Who will build LNG plants?

THE cornerstone of the B.C. Liberal government’s longterm economic strategy is an expanded liquefied natural gas industry, but a new study underscores how shaky some of the assumptions embedded in that strategy are.

The study, commissioned by the B.C. Natural Gas Workforce Strategy Committee, estimates that an eye-popping 75,000 skilled workers will be needed once five LNG plants are operational. As well, a further 60,000 workers will be needed in the construction phase. This represents an enormous amount of skilled workers. Of course, the study is optimistic that all five LNG plants will come in line within a few years, which is by no means guaranteed. But if even two or three plants become reality, a large number of skilled workers will be needed. This underscores the urgency of the need for government action and funding to address the looming skills shortage that will soon confront British Columbia. I’ve written before how our changing demographics are working against us when it comes to skilled trade workers. Recent Statistics Canada data shows about two-thirds of those workers in B.C. are over the age of 45, which means many of them will soon be approaching retirement. Compounding the problem is that those retirees will take with them their years of experience. This means foremen and other managers will start leaving the trades at a disproportionately higher rate than those trained but inexperienced workers who enter the profession. The government, in its recent Throne Speech, promised a “comprehensive 10-year skills-training plan” that presumably will deal with

View from the Ledge Keith Baldrey

this looming crisis. So far, however, we have yet to see any details of that plan. And the government doesn’t seem to have a lot of room to move on this front any time soon. It is desperately trying to balance its budget, and the three-year fiscal plan shows that funding for advanced education — which funds skills training — is actually set to decline by more than $40 million over the next two years. The fact the government appears locked in a fiscal box for a few years suggests it may want more say in how universities, colleges and institutes spend the dollars it allocates to them. For example, given that there is a surplus of teachers in B.C., is it wise to continue to fund as many people to become teachers? Or should some of that money

be redirected into training people for professions that will provide well-paying jobs for years to come? Post-secondary institutions jealously guard their independence, but I have to wonder whether the government that funds them will start providing that funding with some strings attached. If a strong liquefied natural gas industry is indeed the key to B.C.’s economic future (and many, such as Green Party MLA Andrew Weaver, are very skeptical about that claim), and if it does require thousands of newly trained workers, the B.C. Liberals better get moving fast on that file. Hopefully, we’ll have some idea what that 10 year plan for improving skills training will look like in the fall. If I was a university president, I might be a bit nervous about some of the things that may be part of it. ••• The old debate over where B.C. Ferries should build its ships has resumed with news the company will need three more vessels. Some, such as the NDP and the B.C. Federation of Labour, are demanding they be built in B.C. shipyards. Others, like Transportation Minister Todd Stone, say it’s up to B.C. Ferries to decide. Understandably, B.C.
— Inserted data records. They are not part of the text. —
PR #757, opened 2026-06-02
fix(network_prov): Fix BLE provisioning preserving AP mode

### LINKED ISSUE #745: The network_provisioning component will inexplicably change the Wi-Fi mode and will not change it back after provisioning is completed. (IEC-538)
### Answers checklist.

- [x] I have read the component documentation [ESP-IDF Components](https://components.espressif.com) and the issue is not addressed there.
- [x] I am using target and esp-idf version as defined in component's idf_component.yml
- [x] I have searched the [issue tracker](https://github.com/espressif/idf-extra-components/issues?q=is%3Aissue) for a similar issue and not found any related issue.

### Which component are you using? If you choose Other, provide details in More Information.

argtable3

### ESP-IDF version.

release/v6.0

### Development Kit.

esp32

### Used Component version.

1.2.4

### More Information.

During device initialization, I set the Wi-Fi mode to APSTA, and then I enabled network provisioning. At this point, the component internally changes the Wi-Fi mode to STA. I understand that this change is intended to reduce coexistence interference between SoftAP and Bluetooth. However, after provisioning is completed, the Wi-Fi mode is not changed back to the user's original setting—it remains in STA mode.

This causes confusion for the application layer, because the user originally set APSTA mode, but after provisioning, the SoftAP is no longer available.

Suggestion: Provide an option for users to choose whether the network provisioning component should disable SoftAP internally. Based on actual testing, using BLE network provisioning in APSTA mode does not cause any noticeable issues. Alternatively, if for some internal reason the mode must be changed to STA during provisioning, the component should at least change the Wi-Fi mode back to the user's original setting after provisioning is completed.

wqx6:
# Checklist

- [ ] CI passing

# Change description
Fixes #745

Preserve application-owned SoftAP mode for network provisioning


shahpiyushv (commented):
Approach looks right: keeping `APSTA` for the whole session (and in `configure_wifi_sta()`, which would otherwise have dropped the AP the moment credentials were applied) is better than restoring the mode afterwards. Inline comments below, plus three things not visible in the diff:

- `idf_component.yml` is still `1.2.4`, same as master — needs a version bump plus a `CHANGELOG.md` entry, otherwise the fix doesn't reach users via the registry.
- `network_prov_scheme_t.wifi_mode` in `include/network_provisioning/manager.h` still documents "WIFI_MODE_STA for BLE transport"; the behaviour is now conditional. Worth documenting there/in the README, including that the SoftAP follows the STA channel on connect and so drops its clients.
- Behaviour change for existing users: an app in APSTA previously got STA-only for the whole BLE session, now BLE and SoftAP coexist throughout and the full-band scan runs with the AP up. #745 reports this works, but it's a deliberate call — a Kconfig opt-in would be the safer shape if there's any concern.

Could you also note the manual verification in the PR description? APSTA + BLE happy path (AP still up after `NETWORK_PROV_END`), failure/reset path, `network_prov_mgr_deinit()` path, softap scheme unaffected, and a Thread-only build.

network_provisioning/src/manager.c
```diff
@@ -2115,11 +2131,23 @@ esp_err_t network_prov_mgr_start_provisioning(network_prov_security_t security,
...
-     * This is necessary for scanning to work */
-    ret = esp_wifi_set_mode(WIFI_MODE_STA);
+    prov_ctx->ap_mode_enabled_before_start = false;
+
+    wifi_mode_t wifi_mode_before_start = WIFI_MODE_NULL;
+    ret = esp_wifi_get_mode(&wifi_mode_before_start);
+    if (ret == ESP_OK &&
+            wifi_mode_before_start == WIFI_MODE_APSTA &&
+            prov_ctx->mgr_config.scheme.wifi_mode == WIFI_MODE_STA) {
+        prov_ctx->ap_mode_enabled_before_start = true;
```
shahpiyushv, line 2141: `WIFI_MODE_AP` misses this check, so an app in AP-only mode (config portal with no STA yet) still gets the exact #745 behaviour: forced to STA, AP gone, never restored. The defect is "app-owned SoftAP is destroyed", not "APSTA is destroyed".

```c
(wifi_mode_before_start == WIFI_MODE_APSTA || wifi_mode_before_start == WIFI_MODE_AP)
```

Explicit comparison rather than `mode & WIFI_MODE_AP` — bit-masking that enum works today but isn't a documented contract. Keeping the `bool` (instead of restoring the previous mode verbatim) is right, since restoring pure `WIFI_MODE_AP` would drop the STA link just established.

network_provisioning/src/manager.c
```diff
@@ -2115,11 +2131,23 @@ esp_err_t network_prov_mgr_start_provisioning(network_prov_security_t security,
     prov_ctx->prov_state = NETWORK_PROV_STATE_STARTING;
 #ifdef CONFIG_NETWORK_PROV_NETWORK_TYPE_WIFI
     uint8_t restore_wifi_flag = 0;
-    /* Start Wi-Fi in Station Mode.
-     * This is necessary for scanning to work */
-    ret = esp_wifi_set_mode(WIFI_MODE_STA);
+    prov_ctx->ap_mode_enabled_before_start = false;
+
+    wifi_mode_t wifi_mode_before_start = WIFI_MODE_NULL;
+    ret = esp_wifi_get_mode(&wifi_mode_before_start);
```
shahpiyushv, line 2137: `esp_wifi_get_mode()`'s error goes into `ret` and is overwritten on line 2148, so if it ever fails the AP preservation is silently skipped. Use a separate `esp_err_t` and `ESP_LOGW` on failure.

network_provisioning/src/manager.c
```diff
@@ -2115,11 +2131,23 @@ esp_err_t network_prov_mgr_start_provisioning(network_prov_security_t security,
...
+    }
+
+    /* Start Wi-Fi with station enabled. This is necessary for scanning to work. */
+    wifi_mode_t wifi_mode = prov_ctx->ap_mode_enabled_before_start ?
+                            WIFI_MODE_APSTA :
+                            WIFI_MODE_STA;
+    ret = esp_wifi_set_mode(wifi_mode);
     if (ret != ESP_OK) {
-        ESP_LOGE(TAG, "Failed to set Wi-Fi mode to STA");
+        ESP_LOGE(TAG, "Failed to set Wi-Fi mode");
```
shahpiyushv, line 2150: Dropping "to STA" loses information now that the mode varies. Suggest: `ESP_LOGE(TAG, "Failed to set Wi-Fi mode %d: %s", wifi_mode, esp_err_to_name(ret));`

network_provisioning/src/manager.c
```diff
@@ -2115,11 +2131,23 @@ esp_err_t network_prov_mgr_start_provisioning(network_prov_security_t security,
...
         goto err;
     }
     ret = esp_wifi_start();
```
shahpiyushv, line 2153: Worth confirming: this now starts Wi-Fi with the AP interface enabled. An app that set `APSTA` but hadn't configured `WIFI_IF_AP` or started Wi-Fi yet previously got a working STA-only start; now `esp_wifi_start()` runs with an empty-SSID SoftAP. If the driver rejects that, provisioning start fails outright where it used to succeed.

network_provisioning/src/manager.c
```diff
@@ -2293,6 +2321,10 @@ esp_err_t network_prov_mgr_start_provisioning(network_prov_security_t security,
 err:
     prov_ctx->prov_state = NETWORK_PROV_STATE_IDLE;
 #ifdef CONFIG_NETWORK_PROV_NETWORK_TYPE_WIFI
+    if (ret != ESP_OK && prov_ctx->ap_mode_enabled_before_start) {
+        esp_wifi_set_mode(WIFI_MODE_APSTA);
+        prov_ctx->ap_mode_enabled_before_start = false;
+    }
```
shahpiyushv, line 2327: This is dead code. When the flag is true the mode is never moved away from `APSTA` — start sets `APSTA`, `configure_wifi_sta()` sets `APSTA` — so there is nothing to restore, and the flag reset is moot because `prov_state` goes to `IDLE` and `prov_stop_and_notify()` never runs. `ret != ESP_OK` is also always true here: every `goto err` sets a failure first, and the success path does `goto exit`. Suggest deleting the block — as written it implies a restore is needed.

network_provisioning/src/manager.c
```diff
@@ -146,6 +146,10 @@ struct network_prov_mgr_ctx {
     /* Handle for delayed wifi connection timer */
     esp_timer_handle_t wifi_connect_timer;
 
+    /* Preserve application-owned SoftAP when a STA-only provisioning scheme
+     * runs while Wi-Fi is already in APSTA mode */
+    bool ap_mode_enabled_before_start;
```
shahpiyushv, line 151: Nit: the flag drives whether the SoftAP is kept up *during* provisioning, not just what happens after, so something like `keep_softap_enabled` reads truer than `ap_mode_enabled_before_start`.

Ferries wants competitive bidding on the projects, which means shipyards in Europe can bid — a German shipyard built the three “C Class” ferries a few years ago. The NDP’s argument about the economic spinoffs that would come from building them in B.C. mean nothing to B.C. Ferries, since those spinoffs have nothing to do with their bottom line. In fact, allowing only B.C. shipyards to bid on the vessels’ construction would dampen the competition, since the B.C. yards would have less motivation to submit lower bids, given that rivals in Germany were being shut out. It’s likely the B.C. shipyards will bid on the vessels, and I suspect they’ll have a better chance of landing the contracts this time around. The vessels are smaller than the C Class ones, and the shipyards’ own infrastructure has expanded and improved since landing those big federal government shipbuilding contracts a couple of years ago. In other words, they are probably more competitive now — which means they may not need the inside deal the NDP and labour are demanding. Keith Baldrey is chief political reporter for Global B.C.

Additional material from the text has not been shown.